> **PROBLEM DESCRIPTION**: From the records below, copy out exactly the lines from the one containing "in both instances)" to the one containing "The main downside", both included. Add nothing else.

> **Stored items**:
◇ ◇ ◇ ◇ ◇ ◇ ◇

PR #4065, opened 2024-01-11
Arena-type allocator for workspace/temporary vectors

pazner:
We commonly need "workspace" or "scratch" or other temporary vectors to perform some calculations. For example, `Operator::AddMult` is implemented as follows:
```cpp
void Operator::AddMult(const Vector &x, Vector &y, const double a) const
{
   mfem::Vector z(y.Size());
   Mult(x, z);
   y.Add(a, z);
}
```
The vector `z` is a short-lived temporary vector. Especially on GPU, the cost of performing these allocations (especially in a loop, e.g. in a CG iteration or multigrid) can be non-negligible.

A solution often used currently is to move `z` to be a mutable data member of the class. This way, the allocation is performed once only. However, the storage for `z` is not freed as a long as the object is alive, and it cannot be used for other purposes.

This PR introduces a mechanism designed at helping solve this kind of issue. In this PR, `Operator::AddMult` is implemented as follows:
```cpp
void Operator::AddMult(const Vector &x, Vector &y, const double a) const
{
   WorkspaceVector z = Workspace::NewVector(y.Size());
   Mult(x, z);
   y.Add(a, z);
}
```
Temporary vectors of this kind are created using `Workspace::NewVector`. The `Workspace` is essentially a "bump allocator" specifically designed for short-lived workspace vectors. When `z` goes out of scope, the backing vector (called a "chunk") remains allocated (i.e. there is no call to `delete` or `cudaFree`), however the `Workspace` is now free to reuse the memory for other workspace vectors. There is a mechanism to consolidate the allocated chunks to reduce fragmentation.

On GPU, creating a workspace vector with `Workspace::NewVector` (once the memory pool has been initialized) is orders of magnitude faster than allocating a new vector (incurring the overhead of `cudaMalloc`).

There are a couple of advantages of this approach:

* Obtain roughly the same performance as the "mutable vector" approach, but without adding member data, and keeping the code clearer (the scope/lifetime of the temporaries becomes obvious, and classes don't need to manage a bunch of mutable "temp" vectors)
* The memory used for workspace vectors can be reused between completely unrelated classes (e.g. when calling `AddMult` on two completely distinct `Operator`s, the same buffer is used for the temporary `z` in both instances)

The main downside that I am aware of is that the workspace retains the storage needed, and this may increase memory usage in some situations.

| [#4065](https://github.com/mfem/mfem/pull/4065) | @pazner | @tzanio | @sebastiangrimberg + @v-dobrev + @tzanio + @artv3 | 1/27/24 | ⌛due 2/10/24 | ⌛due 2/17/24 | |

<details>
    
- [ ] Code builds.
- [ ] Update `CHANGELOG`:
- [ ] Update `INSTALL`:
    - [ ] `.github`
    - [ ] `.appveyor.yml`
- [ ] Update `.gitignore`:
- [ ] New examples:
- [ ] New miniapps:
- [ ] New capability:
</details>


sebastiangrimberg:
This is really awesome! Great that it supports vectors of different sizes. I could see this being a big win when, for example, you have a lot of parallel or constrained operators and each one no longer needs to store it's own internal temporary l-vectors for the local multiplications. It should work with nesting as well, as far as I can tell, like for `P1^T P2^T A P2 P1`.

pazner:
Yes, it will definitely work with nesting. The first time the operator is applied, you won't see any benefit (since the allocator has to set up the buffers initially), but for subsequent operator applications, the allocations should be essentially free. The memory usage will be the maximum sum of the sizes of temporary vectors that are alive simultaneously.

sebastiangrimberg:
I am happy to be a reviewer on this once that starts. Looking forward to trying it out.

tzanio:

pazner:
@v-dobrev suggested an alternative approach, where the workspace/"arena allocator" is available as a `MemoryType`. This would have some advantages (for example, other data structures, such as arrays or matrices, could be allocated in the workspace).

I made a prototype of this idea in [this branch](https://github.com/mfem/mfem/compare/workspace-memspace). I'm not super confident that the implementation is fully correct (I don't know well all the internals of the memory manager).

sebastiangrimberg:
> @v-dobrev suggested an alternative approach, where the workspace/"arena allocator" is available as a `MemoryType`. This would have some advantages (for example, other data structures, such as arrays or matrices, could be allocated in the workspace).
> 
> I made a prototype of this idea in [this branch](https://github.com/mfem/mfem/compare/workspace-memspace). I'm not super confident that the implementation is fully correct (I don't know well all the internals of the memory manager).

I just took a brief look as I was working on testing out this PR today. I'm not sure I agree with the design decision to make it a `MemoryType`. In the original implementation, the `Workspace` sits above the abstraction level of the memory manager and is  compatible with any memory manager backend (like unified memory, Umpire, or just the defaults), without the user doing anything special in their code when they interact with the `Workspace`. I like this encapsulation. On the other hand, as a type of `MemoryType`, we lose this ability I'm pretty sure. Even if we don't lose it, it makes the code more difficult to understand as now the workspace allocation for the bump allocator is all tied together with the memory manager backend code.

general/workspace.hpp
```diff
@@ -0,0 +1,135 @@
...
+/// created with Workspace::NewVector.
+///
+/// A WorkspaceVector is created using the Workspace bump allocator. The
+/// allocator can quickly and cheaply create new vectors, so that these vectors
+/// can be created and destroyed in loops without incurring the memory
+/// allocation and deallocation overhead.
+///
+/// WorkspaceVector%s should be used only for short-lived temporary storage;
+/// they are not intended to be stored in other classes.
+class WorkspaceVector : public Vector
```
sebastiangrimberg, line 34: Just from a style point of view, I think newlines between the various declarations in the class are easier to read and also more consistent with the rest of the library. I don't think the space savings adds much here, and it's nicer with whitespace.

sebastiangrimberg:
Also, I since this is meant to be used in application codes and not just an internal header (I think?), a `
#include "general/workspace.hpp"` line should be added to the top-level `mfem.hpp`.

general/workspace.hpp
```diff
@@ -0,0 +1,135 @@
...
+{
+   // using internal::WorkspaceChunk;
+   friend class internal::WorkspaceChunk;
+   /// The WorkspaceChunk containing the data for this vector.
+   class internal::WorkspaceChunk &chunk;
```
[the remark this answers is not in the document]
pazner: Good point, done in 5426236427dafa521fa4e016652ff284e3f44a60.

general/workspace.hpp
pazner: Done in 399370db07a7ccd9ef53900307067ed56e4fa396.

general/workspace.hpp
```diff
@@ -0,0 +1,176 @@
...
+   /// Private constructor, create with Workspace::NewVector() instead.
+   WorkspaceVector(internal::WorkspaceChunk &chunk_, int offset_, int n);
+
+public:
+   /// @brief Move constructor. The moved-from WorkspaceVector has @a
+   /// size_in_chunk set to zero.
+   WorkspaceVector(WorkspaceVector &&other);
+
+   /// No copy constructor.
+   WorkspaceVector(WorkspaceVector &other) = delete;
```
hughcars, line 61: Why no `const` here and on the copy assignment?

pazner: Here I don't think it matters (since it's deleted), but for the copy assignment it should be `const`.

sebastiangrimberg: Fixed in [3c8c3ee](https://github.com/mfem/mfem/pull/4065/commits/3c8c3ee7f5e2b2b4ebcc0f6e6fd5c3952e10118b)

hughcars: > Here I don't think it matters (since it's deleted), but for the copy assignment it should be `const`.

But the `delete` would be removing the non-`const`, so i think as it was, there was still a `const` copy constructor.

sebastiangrimberg:
I have a strange observation when using `mfem::Workspace` on GPU, something related to the `MemoryManager` I believe. I am seeing the following error:

```
CUDA error: (cudaMemcpy(dst, src, bytes, cudaMemcpyDeviceToHost)) failed with error:
 --> misaligned address
 ... in function: void* mfem::CuMemcpyDtoH(void*, const void*, size_t)
 ... in file: /data/home/sjg/software/palace/build-cuda-debug-x86_64/extern/mfem/general/cuda.cpp:162
```

These errors don't seem to be consistently reproducible in terms of where they show up, and changing different parts of the code  which are fully unrelated can change if it occurs or not. I've seen similar behaviors related to aliasing underlying `Vector` objects using `MakeRef`, and wonder if this is related. There isn't anything that sticks out as part of this PR which would create problems when running on GPUs, unless there are underlying issues with multiple levels of pointer aliasing for `Memory` objects.

@pazner, did you test this on GPU at all? Any ideas?

sebastiangrimberg:
Updating here after debugging this odd `misaligned address` error. Walking through with `cuda-gdb`, the error is actually being encountered inside of cuSPARSE's spMV, and in particular here is the true error message thrown by cuSPARSE:

```
CUDA Exception: Warp Misaligned Address
The exception was triggered at PC 0x7f659b8a98d0

Thread 1 "palace-x86_64.b" received signal CUDA_EXCEPTION_6, Warp Misaligned Address.
[Switching focus to CUDA kernel 0, grid 554, block (80,0,0), thread (32,0,0), device 0, sm 0, warp 10, lane 0]
0x00007f659b8a9900 in void cusparse::csrmv_v3_partition_kernel<256, cusparse::VectorScalarMultiplyPolicy, int, int, double, double, double>(int const*, int, int, int, int*, cusparse::KernelCoeff<double>, int, double*)<<<(3767,1,1),(256,1,1)>>> ()
```

I'm using CUDA 12.2. When I use `mfem::Workspace` vectors, I can end up with a case where a vector starts at an alignment that seems to be rejected by cuSPARSE. Forcing the initial pointer for a vector to align to 16 bytes, instead of 8 which happens naturally, solves the errors. The issue thus arrises when putting a `WorkspaceVector` in a `WorkspaceChunk` following an odd-sized vector. I cannot find anywhere in the cuSPARSE or CUDA docs where there is a requirement for 16 byte alignment of the first entry of vector data, but it does seem to be that cuSPARSE is requiring this at least in this function. Seems very bizarre to me but maybe someone else has experience with this and it's expected behavior.

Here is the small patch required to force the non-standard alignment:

◇ ◇ ◇ ◇ ◇ ◇ ◇

> **OUTPUT FOR THIS TASK**:
* The memory used for workspace vectors can be reused between completely unrelated classes (e.g. when calling `AddMult` on two completely distinct `Operator`s, the same buffer is used for the temporary `z` in both instances)

The main downside that I am aware of is that the workspace retains the storage needed, and this may increase memory usage in some situations.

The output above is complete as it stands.